• [Problem to work on] I need only the number of lines in this data that contain the string "store".

• [Data shown]
▬▬▬▬▬▬▬▬▬▬

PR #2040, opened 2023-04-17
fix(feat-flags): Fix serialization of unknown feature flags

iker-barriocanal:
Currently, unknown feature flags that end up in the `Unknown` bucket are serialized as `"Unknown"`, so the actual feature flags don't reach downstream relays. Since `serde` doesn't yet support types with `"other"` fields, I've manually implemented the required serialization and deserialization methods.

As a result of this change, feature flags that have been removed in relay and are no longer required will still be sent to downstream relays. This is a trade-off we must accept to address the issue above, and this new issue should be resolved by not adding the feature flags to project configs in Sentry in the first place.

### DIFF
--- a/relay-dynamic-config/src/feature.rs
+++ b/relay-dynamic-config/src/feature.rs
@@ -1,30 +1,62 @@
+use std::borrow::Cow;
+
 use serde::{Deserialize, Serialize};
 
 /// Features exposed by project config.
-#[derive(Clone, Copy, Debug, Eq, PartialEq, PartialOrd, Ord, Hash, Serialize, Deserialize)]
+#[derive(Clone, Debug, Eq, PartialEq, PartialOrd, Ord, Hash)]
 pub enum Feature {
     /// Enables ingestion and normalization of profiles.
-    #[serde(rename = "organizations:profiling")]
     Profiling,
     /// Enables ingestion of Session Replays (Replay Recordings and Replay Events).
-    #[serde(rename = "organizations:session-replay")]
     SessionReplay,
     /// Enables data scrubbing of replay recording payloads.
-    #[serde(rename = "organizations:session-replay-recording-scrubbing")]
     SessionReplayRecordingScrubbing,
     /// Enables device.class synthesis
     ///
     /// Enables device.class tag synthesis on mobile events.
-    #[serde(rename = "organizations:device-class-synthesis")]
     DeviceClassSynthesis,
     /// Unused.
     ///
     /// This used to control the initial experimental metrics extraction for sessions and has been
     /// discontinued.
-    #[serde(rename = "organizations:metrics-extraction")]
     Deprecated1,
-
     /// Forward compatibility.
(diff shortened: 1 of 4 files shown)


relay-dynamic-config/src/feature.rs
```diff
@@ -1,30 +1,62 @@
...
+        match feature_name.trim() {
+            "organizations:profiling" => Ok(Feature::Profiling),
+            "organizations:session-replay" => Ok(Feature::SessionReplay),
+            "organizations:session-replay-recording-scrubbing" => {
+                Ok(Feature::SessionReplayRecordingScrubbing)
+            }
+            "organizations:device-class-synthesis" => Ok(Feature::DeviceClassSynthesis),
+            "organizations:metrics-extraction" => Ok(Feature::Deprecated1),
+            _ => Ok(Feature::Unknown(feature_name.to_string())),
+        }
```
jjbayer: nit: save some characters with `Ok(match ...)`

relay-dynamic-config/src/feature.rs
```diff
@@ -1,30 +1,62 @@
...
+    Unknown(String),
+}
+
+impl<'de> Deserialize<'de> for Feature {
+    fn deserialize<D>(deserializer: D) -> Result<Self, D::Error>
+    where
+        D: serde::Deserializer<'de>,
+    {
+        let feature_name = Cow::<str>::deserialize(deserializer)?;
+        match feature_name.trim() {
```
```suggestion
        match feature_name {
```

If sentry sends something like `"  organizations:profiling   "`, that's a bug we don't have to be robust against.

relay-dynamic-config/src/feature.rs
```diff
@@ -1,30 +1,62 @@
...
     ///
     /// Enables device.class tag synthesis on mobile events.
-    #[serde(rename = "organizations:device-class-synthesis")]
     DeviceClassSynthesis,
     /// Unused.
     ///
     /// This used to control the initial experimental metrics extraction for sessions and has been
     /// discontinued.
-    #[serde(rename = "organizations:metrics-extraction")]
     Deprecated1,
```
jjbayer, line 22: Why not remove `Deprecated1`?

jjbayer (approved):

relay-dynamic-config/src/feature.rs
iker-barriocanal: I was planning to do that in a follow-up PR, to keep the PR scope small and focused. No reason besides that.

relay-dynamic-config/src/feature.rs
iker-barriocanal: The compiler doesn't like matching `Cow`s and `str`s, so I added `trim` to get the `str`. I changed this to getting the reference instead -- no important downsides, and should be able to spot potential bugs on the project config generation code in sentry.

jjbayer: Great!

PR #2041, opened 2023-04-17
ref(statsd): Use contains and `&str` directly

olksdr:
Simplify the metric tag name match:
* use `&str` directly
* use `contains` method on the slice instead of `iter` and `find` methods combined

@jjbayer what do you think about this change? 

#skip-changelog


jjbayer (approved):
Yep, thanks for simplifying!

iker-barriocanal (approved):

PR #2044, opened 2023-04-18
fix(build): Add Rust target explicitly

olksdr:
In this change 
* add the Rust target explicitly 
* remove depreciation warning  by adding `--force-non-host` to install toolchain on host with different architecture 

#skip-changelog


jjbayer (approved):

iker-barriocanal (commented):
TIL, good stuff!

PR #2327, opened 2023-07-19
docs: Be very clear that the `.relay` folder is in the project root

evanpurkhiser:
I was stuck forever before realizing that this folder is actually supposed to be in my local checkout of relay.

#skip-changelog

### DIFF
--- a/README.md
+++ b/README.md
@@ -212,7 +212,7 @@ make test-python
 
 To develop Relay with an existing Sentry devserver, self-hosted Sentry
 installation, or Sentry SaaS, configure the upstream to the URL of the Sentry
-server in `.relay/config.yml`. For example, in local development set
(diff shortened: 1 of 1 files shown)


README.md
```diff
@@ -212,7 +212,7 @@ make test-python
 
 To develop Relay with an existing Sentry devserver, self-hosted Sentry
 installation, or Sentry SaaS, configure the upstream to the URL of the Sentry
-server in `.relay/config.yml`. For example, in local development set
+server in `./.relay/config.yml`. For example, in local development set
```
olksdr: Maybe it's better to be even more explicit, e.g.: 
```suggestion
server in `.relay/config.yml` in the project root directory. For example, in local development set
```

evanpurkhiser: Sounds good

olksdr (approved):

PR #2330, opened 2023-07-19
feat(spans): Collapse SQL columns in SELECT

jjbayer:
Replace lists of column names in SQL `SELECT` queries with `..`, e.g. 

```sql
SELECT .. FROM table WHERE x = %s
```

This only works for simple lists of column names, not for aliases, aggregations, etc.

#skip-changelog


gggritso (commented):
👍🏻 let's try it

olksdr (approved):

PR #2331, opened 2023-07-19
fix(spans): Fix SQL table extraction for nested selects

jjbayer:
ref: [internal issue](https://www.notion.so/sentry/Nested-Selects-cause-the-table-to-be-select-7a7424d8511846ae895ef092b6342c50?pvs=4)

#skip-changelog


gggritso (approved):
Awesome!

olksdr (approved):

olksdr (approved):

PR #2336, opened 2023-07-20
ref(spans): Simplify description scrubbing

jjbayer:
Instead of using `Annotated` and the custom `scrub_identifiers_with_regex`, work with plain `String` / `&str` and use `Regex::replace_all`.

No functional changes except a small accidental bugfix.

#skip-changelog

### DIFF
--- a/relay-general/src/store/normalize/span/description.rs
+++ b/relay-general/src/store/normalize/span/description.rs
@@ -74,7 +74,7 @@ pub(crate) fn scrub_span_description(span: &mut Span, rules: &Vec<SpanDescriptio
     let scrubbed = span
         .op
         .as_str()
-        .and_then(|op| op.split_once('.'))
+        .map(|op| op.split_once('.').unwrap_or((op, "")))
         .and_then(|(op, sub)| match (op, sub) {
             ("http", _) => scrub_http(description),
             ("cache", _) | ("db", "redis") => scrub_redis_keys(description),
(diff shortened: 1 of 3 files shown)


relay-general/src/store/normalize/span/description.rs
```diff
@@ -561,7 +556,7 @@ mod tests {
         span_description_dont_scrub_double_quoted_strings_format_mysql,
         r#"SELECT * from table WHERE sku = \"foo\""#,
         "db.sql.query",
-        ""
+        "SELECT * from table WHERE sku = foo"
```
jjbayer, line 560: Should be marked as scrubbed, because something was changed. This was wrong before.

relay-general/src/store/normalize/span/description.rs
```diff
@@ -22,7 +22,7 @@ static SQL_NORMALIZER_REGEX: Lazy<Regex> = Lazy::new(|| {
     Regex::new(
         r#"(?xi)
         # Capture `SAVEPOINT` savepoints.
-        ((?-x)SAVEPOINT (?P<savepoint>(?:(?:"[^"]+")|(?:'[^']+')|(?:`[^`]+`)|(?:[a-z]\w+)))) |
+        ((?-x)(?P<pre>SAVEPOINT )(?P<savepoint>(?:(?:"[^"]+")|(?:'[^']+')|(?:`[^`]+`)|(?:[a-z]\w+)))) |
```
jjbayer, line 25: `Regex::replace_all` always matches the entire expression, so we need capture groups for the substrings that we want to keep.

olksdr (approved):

▬▬▬▬▬▬▬▬▬▬

• [Reply to the exercise] 4